EXERCISE ▸ All that is needed is each line of the entries holding the word "their", copied as it stands.
▼
Issue #942, opened 2021-07-29
Distributed simulation through distributing components


Blast545:
After working with #issue, this issue considers a different approach to implement distributed simulation as it is difficult to deal with moving performers from one secondary to the other because a lot of components have internal states that are not being serialized.

The idea could be distributing the rendering/sensors and other `postUpdate` components of the simulation through the set of secondaries. This would reduce the overhead of rendering the sensors in one PC and it may improve the previous distributed implementation if the distributed components do not need to send information back to the primary (not sure if this applies to all sensors).

In each simulation step, after running the `preUpdate` and `Update` phases, the primary will send the serialized state to all the secondaries so those will proceed with the `postUpdate` of their assigned components. I think “running ahead” doesn’t make sense in this scenario, and for a first demo I can set up a perfect synchronization similar to the [current implementation](https://github.com/ignitionrobotics/ign-gazebo/blob/24be610ac1e8889b6c538a110c84da7f91360a39/src/network/NetworkManagerPrimary.cc#L155).

So, the code implementation would be something like this:

- Primary [loads all the instances](https://github.com/ignitionrobotics/ign-gazebo/blob/24be610ac1e8889b6c538a110c84da7f91360a39/src/SimulationRunner.cc#L163) / plugins from the sdf world. 

- After everything is loaded, take the list of systems requiring `postUpdates` and distribute them evenly across the network (maybe some sensors are known in advance to consume more resources than others and might be grouped somehow). This will use a round robin system similar to the one used for the current distributed simulation to [distribute performers](https://github.com/ignitionrobotics/ign-gazebo/blob/24be610ac1e8889b6c538a110c84da7f91360a39/src/network/NetworkManagerPrimary.cc#L239), but instead with components.

- Then, run the simulation controlled by the primary. [This condition](https://github.com/ignitionrobotics/ign-gazebo/blob/24be610ac1e8889b6c538a110c84da7f91360a39/src/SimulationRunner.cc#L547) will be changed to replace a network halt waiting for the response from the sensor's `postUpdate` phase.

I'd like the primary to be able of deciding what to distribute across the secondaries, but for a first attempt to see performance improvements I might hardcode it in the secondaries.

Please let me know your thoughts @nkoenig @chapulina @mjcarroll, do you think this approach sounds reasonable?

PR #985, opened 2021-08-19
Distributed sensors first implementation

Blast545:
First iteration towards #942

## Summary
First demo to approach distributed simulation through distributing the rendering parts. The current implementation does not distribute the components itself, it reuses the existing logic defined to distribute performers to distribute the sensors/postUpdate components associated with each performer.

##Workflow of the implementation
1. Primary populates affinities distributing performers evenly.
2. Primary sets up its simulationRunner to run the systems.
3. Secondaries set up their simulationRunner to run systems with postUpdate methods. Specifically, the sensors plugin. (see secondary.sdf)
4. Primary manages the step/clock of the simulation, full synchronization.
5. Stepping starts with the primary that runs the preUpdate and update sections of the simulation.
6. Primary sends the serialized state to the secondaries.
7. Each secondary runs their assigned postUpdate tasks and replies with an acknowledge to the primary.
8. After primary receives the acknowledge from all the secondaries, it continues with the next step.

(Is it necessary to send the serialized state back from each secondary to the primary? AFAIK the postUpdate phase does not change the ecm components state. If I'm wrong, the secondaries should send the state of their assigned components for the primary to consolidate them).

## Test it

Run in three different terminals:
`./examples/scripts/distributed_rendering/primary.sh`
`./examples/scripts/distributed_rendering/secondary.sh`
`./examples/scripts/distributed_rendering/secondary.sh`

The `sensors_demo.sdf` was adjusted as demo for this PR. Half of the sensors are run in each secondary. Physics step is run in the primary,

## Checklist
- [ ] Added tests

Signed-off-by: Jorge Perez <jjperez@ekumenlabs.com>


src/SimulationRunner.cc
```diff
@@ -480,14 +483,40 @@ void SimulationRunner::AddSystemToRunner(SystemInternal _system)
...
+    }
+  }
+  else
+  {
+    if (_system.preupdate)
+      this->systemsPreupdate.push_back(_system.preupdate);
 
-  if (_system.postupdate)
-    this->systemsPostupdate.push_back(_system.postupdate);
+    if (_system.update)
```
gonzodepedro, line 514: May checking here and below that is not secondary instead of repeating lines in the if

src/SimulationRunner.cc
```diff
@@ -511,7 +540,7 @@ void SimulationRunner::ProcessSystemQueue()
   // If additional systems were added, recreate the worker threads.
   if (pending > 0)
   {
-    igndbg << "Creating PostUpdate worker threads: "
+    ignwarn << "Creating PostUpdate worker threads: "
```
gonzodepedro, line 543: Careful with this log level changes. Please revert those when promoting this from Draft to PR

Blast545:
Code from last demo is tracked up to b14ac8e. Not changing into formal PR because leaving the simulation running for some time crashes my PC. I'm investigating the cause of that.

Blast545:
Included an extra command line option `--network-render` to be able of using this sensors implementation without removing the current performers implementation.

src/SimulationRunner.cc
```diff
@@ -124,20 +124,23 @@ SimulationRunner::SimulationRunner(const sdf::World *_world,
   // If the configuration is invalid, then networkMgr will be `nullptr`.
   if (_config.UseDistributedSimulation())
   {
-    if (_config.NetworkRole().empty())
+    if (_config.NetworkRole() == "primary" ||
```
Blast545, line 127: I changed this bit because at some point there is a partial/incomplete support for ReadOnly network types. However, trying to use those interferes with the rest of the network code that closes the simulation after a node is removed.

src/network/NetworkManagerSecondary.cc
```diff
@@ -179,3 +189,76 @@ void NetworkManagerSecondary::OnStep(
...
+  auto info = convert<UpdateInfo>(_msg.stats());
+
+  // SYNC SECONDARY ECM WITH PRIMARY ECM
+  this->dataPtr->ecm->SetState(_msg.state());
+
+  // Step runner
+  this->dataPtr->stepFunction(info);
+
+  // Update state with all the performer's entities
+  std::unordered_set<Entity> entities;
```
chapulina, line 248: This set doesn't seem to be used

src/network/NetworkManagerPrimary.cc
```diff
@@ -129,19 +142,23 @@ bool NetworkManagerPrimary::Step(const UpdateInfo &_info)
...
 
+  // Different step method for render networks
+  if (this->IsRenderNetwork())
+    return this->RenderingStep(_info);
+
+  private_msgs::SimulationStep step;
+  step.mutable_stats()->CopyFrom(convert<msgs::WorldStatistics>(_info));
+
+  // Affinities that changed this step
+  this->PopulateAffinities(step);
```
chapulina, line 160: I think this needs to be done before the `SecondariesCanStep` so we don't miss it. If we leave it for later, we may not know anymore that the affinities changed (maybe, I haven't checked).

chapulina (commented):
> Is it necessary to send the serialized state back from each secondary to the primary? AFAIK the postUpdate phase does not change the ecm components state. 

I think just a boolean like you're sending now should be enough.

---

What do you think of updating the [distributed_simulation](https://github.com/ignitionrobotics/ign-gazebo/blob/ign-gazebo5/tutorials/distributed_simulation.md) tutorial in this PR? It will need to be updated anyway, and it should help reviewers understand the implementation, working like a sort of design document.

chapulina:
`ign-gazebo4` is EOL'ing with Dome in the coming days, please retarget this PR at a supported version.

FilipeAlmeida-Movai:
What is the current status? Are there any plans to integrate this into Fortress? How can I help you?

nkoenig:
> Are there any plans to integrate this into Fortress? How can I help you?

Yes, this PR is near the top of my review plate. Feel free to try it out, and offer feedback. More eyes and testing is always better.

There is also distributed simulation work being don in  #481.

Blast545:
@FilipeAlmeida-Movai Thanks for your interest in this PR! Can you tell us the setup you used for testing it and the .sdf file you have for these pictures?

At the time this PR was opened we only ran tests with the sensors available in the .sdf files uploaded with this PR, it's mainly a proof of concept to check if distributing the sensors lead to a better performance than the idea proposed with #481

FilipeAlmeida-Movai:
> @FilipeAlmeida-Movai Thanks for your interest in this PR! Can you tell us the setup you used for testing it and the .sdf file you have for these pictures?
> 
> At the time this PR was opened we only ran tests with the sensors available in the .sdf files uploaded with this PR, it's mainly a proof of concept to check if distributing the sensors lead to a better performance than the idea proposed with #481

Yes. I ran the tests scripts that are in the description of this PR,  and I got the same results. It is dividing the render scene between the secondaries, not only the sensors. So a sensor only "sees" what is rendering by the secondary that it was assigned.

You can run the tests and check if all cameras are getting all objects.

I already checked in the code where it is dividing the objects by secondaries and try a modification adapting performers and separate only the render of each performer instead of separate the entire scene and test. I run it and work! I was able to run 2 robots and separate the computation of the sensor of each one by the secondaries.

Furthermore, I am really interested in this PR. I think that dividing the sensors rendering by different GPU process is the best approach to improve the performance of the robots simulation. Please, let me know if I can help with anything!

src/network/NetworkManagerPrimary.cc
```diff
@@ -303,6 +397,33 @@ void NetworkManagerPrimary::PopulateAffinities(
...
+//////////////////////////////////////////////////
+void NetworkManagerPrimary::PopulateRenderingModels(
+    private_msgs::SimulationStateStep &_msg)
+{
+  IGN_PROFILE("NetworkManagerPrimary::PopulateDistributedModels");
+
+  auto secondaryIt = this->secondaries.begin();
+
+  // Go through models and assign a different secondary to each
+  this->dataPtr->ecm->Each<components::Model, components::Name>(
```
FilipeAlmeida-Movai, line 409: Shouldn't that separate only the sensor entities, instead of all models?

mjcarroll:
This has been open for quite some time, I don't think there is any intention to pick it up in the near future.  I'm going to close it.

PR #977, opened 2021-08-17
Joint Force-Torque Systems Plugin

Devansh16:
# 🎉 New feature

## Summary
Systems Plugin Implementation for Joint Force-Torque Sensor.

Needs https://github.com/ignitionrobotics/ign-sensors/pull/144

## Checklist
▲
PROBLEM SOLUTION ▸
In each simulation step, after running the `preUpdate` and `Update` phases, the primary will send the serialized state to all the secondaries so those will proceed with the `postUpdate` of their assigned components. I think “running ahead” doesn’t make sense in this scenario, and for a first demo I can set up a perfect synchronization similar to the [current implementation](https://github.com/ignitionrobotics/ign-gazebo/blob/24be610ac1e8889b6c538a110c84da7f91360a39/src/network/NetworkManagerPrimary.cc#L155).
3. Secondaries set up their simulationRunner to run systems with postUpdate methods. Specifically, the sensors plugin. (see secondary.sdf)
7. Each secondary runs their assigned postUpdate tasks and replies with an acknowledge to the primary.
(Is it necessary to send the serialized state back from each secondary to the primary? AFAIK the postUpdate phase does not change the ecm components state. If I'm wrong, the secondaries should send the state of their assigned components for the primary to consolidate them).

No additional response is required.